Saved data entries
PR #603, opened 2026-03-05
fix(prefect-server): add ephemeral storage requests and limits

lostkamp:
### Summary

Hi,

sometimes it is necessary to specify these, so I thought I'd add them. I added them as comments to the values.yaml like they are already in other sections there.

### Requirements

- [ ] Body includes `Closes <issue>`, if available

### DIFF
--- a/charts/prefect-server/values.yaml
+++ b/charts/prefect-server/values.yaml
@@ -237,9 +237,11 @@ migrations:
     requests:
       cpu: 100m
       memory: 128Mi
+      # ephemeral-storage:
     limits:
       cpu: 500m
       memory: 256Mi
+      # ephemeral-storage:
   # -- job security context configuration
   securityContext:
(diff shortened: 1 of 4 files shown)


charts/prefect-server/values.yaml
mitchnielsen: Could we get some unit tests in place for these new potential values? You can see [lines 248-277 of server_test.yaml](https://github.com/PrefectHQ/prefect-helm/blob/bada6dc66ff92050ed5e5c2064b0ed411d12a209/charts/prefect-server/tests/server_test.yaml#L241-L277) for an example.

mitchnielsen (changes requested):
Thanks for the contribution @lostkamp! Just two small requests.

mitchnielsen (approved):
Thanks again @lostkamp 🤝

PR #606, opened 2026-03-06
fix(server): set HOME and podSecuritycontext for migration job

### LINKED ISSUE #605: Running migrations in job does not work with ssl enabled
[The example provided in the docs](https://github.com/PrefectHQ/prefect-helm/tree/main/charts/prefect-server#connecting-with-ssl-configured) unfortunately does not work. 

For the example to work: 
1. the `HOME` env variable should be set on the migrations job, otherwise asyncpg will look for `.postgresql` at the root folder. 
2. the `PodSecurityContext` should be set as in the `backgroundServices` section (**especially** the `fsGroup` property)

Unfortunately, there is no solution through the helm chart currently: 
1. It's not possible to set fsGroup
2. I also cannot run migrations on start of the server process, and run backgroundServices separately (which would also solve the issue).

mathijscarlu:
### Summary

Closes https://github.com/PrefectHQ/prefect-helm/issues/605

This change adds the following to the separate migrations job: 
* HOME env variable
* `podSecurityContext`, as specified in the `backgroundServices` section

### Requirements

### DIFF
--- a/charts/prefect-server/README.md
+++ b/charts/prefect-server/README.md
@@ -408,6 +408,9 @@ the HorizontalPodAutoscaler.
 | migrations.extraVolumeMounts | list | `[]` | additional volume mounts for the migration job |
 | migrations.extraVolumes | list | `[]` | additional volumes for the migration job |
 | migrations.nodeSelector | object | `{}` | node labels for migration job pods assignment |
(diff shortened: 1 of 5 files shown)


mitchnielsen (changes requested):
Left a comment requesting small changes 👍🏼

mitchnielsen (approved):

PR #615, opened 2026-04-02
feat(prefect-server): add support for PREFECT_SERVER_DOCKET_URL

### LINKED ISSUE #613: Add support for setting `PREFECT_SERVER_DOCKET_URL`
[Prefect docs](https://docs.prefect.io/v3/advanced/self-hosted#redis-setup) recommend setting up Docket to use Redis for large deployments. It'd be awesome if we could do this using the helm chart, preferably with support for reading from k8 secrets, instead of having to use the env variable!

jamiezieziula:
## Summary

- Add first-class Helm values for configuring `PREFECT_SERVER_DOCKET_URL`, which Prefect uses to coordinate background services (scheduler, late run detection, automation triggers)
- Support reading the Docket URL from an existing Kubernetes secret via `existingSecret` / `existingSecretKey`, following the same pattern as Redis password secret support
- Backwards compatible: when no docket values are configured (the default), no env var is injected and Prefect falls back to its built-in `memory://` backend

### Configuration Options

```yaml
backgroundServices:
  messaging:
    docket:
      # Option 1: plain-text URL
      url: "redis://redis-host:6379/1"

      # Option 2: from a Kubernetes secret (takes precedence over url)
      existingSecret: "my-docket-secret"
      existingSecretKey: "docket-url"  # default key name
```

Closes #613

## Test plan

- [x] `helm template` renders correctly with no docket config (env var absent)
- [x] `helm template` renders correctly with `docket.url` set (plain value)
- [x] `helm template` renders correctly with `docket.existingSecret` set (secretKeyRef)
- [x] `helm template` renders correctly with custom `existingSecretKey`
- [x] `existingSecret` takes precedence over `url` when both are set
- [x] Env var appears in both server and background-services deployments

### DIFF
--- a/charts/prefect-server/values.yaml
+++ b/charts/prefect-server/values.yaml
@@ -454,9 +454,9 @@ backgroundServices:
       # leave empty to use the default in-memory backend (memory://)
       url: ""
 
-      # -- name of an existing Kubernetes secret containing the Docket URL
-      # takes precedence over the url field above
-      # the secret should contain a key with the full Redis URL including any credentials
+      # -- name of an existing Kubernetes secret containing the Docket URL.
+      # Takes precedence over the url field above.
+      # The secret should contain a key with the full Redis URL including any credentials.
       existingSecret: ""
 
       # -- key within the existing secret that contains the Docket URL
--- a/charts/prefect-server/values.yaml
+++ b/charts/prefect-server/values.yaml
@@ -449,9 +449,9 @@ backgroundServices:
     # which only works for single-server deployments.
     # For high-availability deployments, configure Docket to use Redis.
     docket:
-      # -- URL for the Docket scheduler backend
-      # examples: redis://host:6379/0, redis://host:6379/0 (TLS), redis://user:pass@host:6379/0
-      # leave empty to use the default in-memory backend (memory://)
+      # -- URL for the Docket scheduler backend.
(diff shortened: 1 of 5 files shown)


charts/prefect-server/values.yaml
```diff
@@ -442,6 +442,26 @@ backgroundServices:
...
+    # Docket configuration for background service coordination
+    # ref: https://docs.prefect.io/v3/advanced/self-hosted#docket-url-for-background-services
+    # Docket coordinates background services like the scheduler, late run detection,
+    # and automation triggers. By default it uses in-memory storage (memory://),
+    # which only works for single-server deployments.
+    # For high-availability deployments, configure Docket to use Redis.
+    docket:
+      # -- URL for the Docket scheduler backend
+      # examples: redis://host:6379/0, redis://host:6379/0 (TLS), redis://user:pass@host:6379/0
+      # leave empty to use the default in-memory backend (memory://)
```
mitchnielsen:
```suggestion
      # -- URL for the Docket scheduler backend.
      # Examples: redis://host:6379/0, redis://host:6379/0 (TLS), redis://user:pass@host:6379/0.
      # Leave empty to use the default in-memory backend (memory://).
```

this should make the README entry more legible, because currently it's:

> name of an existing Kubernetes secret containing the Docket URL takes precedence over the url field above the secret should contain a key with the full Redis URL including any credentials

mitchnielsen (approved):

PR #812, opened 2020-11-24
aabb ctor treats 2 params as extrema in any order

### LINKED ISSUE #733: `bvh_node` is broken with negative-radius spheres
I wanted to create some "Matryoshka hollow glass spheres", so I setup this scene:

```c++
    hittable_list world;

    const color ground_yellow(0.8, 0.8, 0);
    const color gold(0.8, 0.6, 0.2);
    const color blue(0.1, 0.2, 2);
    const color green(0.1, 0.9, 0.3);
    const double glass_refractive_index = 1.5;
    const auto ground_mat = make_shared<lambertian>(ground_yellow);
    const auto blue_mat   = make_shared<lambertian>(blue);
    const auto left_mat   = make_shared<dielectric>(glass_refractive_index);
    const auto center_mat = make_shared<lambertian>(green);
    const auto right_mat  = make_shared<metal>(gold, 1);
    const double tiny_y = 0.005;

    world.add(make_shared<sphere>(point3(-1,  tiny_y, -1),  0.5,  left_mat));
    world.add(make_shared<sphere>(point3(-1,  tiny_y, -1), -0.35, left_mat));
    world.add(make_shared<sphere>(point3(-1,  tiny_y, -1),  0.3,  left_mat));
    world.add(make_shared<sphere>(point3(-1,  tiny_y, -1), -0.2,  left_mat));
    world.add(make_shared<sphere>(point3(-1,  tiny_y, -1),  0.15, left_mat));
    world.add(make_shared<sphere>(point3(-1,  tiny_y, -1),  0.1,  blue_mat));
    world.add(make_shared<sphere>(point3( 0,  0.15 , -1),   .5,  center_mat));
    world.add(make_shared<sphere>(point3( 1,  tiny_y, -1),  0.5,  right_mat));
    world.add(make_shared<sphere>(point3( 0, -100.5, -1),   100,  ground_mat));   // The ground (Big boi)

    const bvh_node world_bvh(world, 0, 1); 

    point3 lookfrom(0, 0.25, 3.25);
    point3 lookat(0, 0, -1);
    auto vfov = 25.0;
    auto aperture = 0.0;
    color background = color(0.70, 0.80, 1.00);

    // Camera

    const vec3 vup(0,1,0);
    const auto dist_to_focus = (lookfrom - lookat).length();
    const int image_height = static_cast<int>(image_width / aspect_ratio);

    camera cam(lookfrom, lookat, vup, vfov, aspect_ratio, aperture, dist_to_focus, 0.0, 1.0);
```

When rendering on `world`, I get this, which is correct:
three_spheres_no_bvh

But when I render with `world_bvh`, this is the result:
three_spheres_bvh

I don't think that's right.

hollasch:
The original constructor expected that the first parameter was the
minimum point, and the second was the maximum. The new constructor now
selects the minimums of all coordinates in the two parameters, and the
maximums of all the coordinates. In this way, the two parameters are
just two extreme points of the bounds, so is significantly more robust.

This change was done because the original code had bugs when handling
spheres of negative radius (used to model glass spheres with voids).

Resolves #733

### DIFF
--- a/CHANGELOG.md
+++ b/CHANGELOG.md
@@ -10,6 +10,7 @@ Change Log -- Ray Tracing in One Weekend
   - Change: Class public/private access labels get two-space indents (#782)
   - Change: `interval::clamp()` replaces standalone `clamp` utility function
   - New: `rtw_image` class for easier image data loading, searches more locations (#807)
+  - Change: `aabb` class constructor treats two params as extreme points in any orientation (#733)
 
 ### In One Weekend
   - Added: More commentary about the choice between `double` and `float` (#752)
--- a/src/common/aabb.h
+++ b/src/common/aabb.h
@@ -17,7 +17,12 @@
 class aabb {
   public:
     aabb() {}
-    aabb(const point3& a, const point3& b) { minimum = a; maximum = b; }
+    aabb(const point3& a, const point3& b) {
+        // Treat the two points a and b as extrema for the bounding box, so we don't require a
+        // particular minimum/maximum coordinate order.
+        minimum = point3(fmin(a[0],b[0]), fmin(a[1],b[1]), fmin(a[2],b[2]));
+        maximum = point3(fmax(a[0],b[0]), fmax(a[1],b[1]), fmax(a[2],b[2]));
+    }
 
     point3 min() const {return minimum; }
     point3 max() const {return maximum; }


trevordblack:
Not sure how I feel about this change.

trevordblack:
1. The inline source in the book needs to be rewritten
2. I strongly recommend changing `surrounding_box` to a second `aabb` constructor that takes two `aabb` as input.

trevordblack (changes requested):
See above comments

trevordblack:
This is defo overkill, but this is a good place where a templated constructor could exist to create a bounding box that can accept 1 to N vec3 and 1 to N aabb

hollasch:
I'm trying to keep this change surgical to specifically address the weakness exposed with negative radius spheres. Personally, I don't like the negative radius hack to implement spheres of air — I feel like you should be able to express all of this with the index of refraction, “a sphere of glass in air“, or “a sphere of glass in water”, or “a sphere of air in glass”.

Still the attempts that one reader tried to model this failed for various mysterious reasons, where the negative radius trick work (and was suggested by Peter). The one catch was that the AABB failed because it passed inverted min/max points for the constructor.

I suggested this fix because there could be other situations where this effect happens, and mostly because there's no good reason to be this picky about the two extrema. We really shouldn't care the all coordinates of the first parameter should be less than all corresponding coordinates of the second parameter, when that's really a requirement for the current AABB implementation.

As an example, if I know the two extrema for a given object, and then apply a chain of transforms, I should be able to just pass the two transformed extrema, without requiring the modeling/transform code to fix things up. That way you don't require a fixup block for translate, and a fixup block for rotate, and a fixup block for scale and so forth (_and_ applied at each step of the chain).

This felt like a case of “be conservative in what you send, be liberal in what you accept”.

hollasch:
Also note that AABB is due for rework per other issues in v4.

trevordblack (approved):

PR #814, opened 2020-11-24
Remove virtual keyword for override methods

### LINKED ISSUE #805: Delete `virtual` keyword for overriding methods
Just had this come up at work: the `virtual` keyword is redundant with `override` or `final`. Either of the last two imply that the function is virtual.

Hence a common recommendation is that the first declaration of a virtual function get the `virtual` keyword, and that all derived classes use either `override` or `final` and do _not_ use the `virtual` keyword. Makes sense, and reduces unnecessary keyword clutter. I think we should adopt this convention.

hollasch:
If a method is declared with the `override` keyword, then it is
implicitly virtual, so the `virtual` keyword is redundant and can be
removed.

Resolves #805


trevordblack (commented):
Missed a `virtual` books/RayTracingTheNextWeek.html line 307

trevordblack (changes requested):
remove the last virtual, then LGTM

[Your assignment] Each line in the data where the string "correctly" occurs should be identified and copied.

[Solution for this exercise]
- [x] `helm template` renders correctly with no docket config (env var absent)
- [x] `helm template` renders correctly with `docket.url` set (plain value)
- [x] `helm template` renders correctly with `docket.existingSecret` set (secretKeyRef)
- [x] `helm template` renders correctly with custom `existingSecretKey`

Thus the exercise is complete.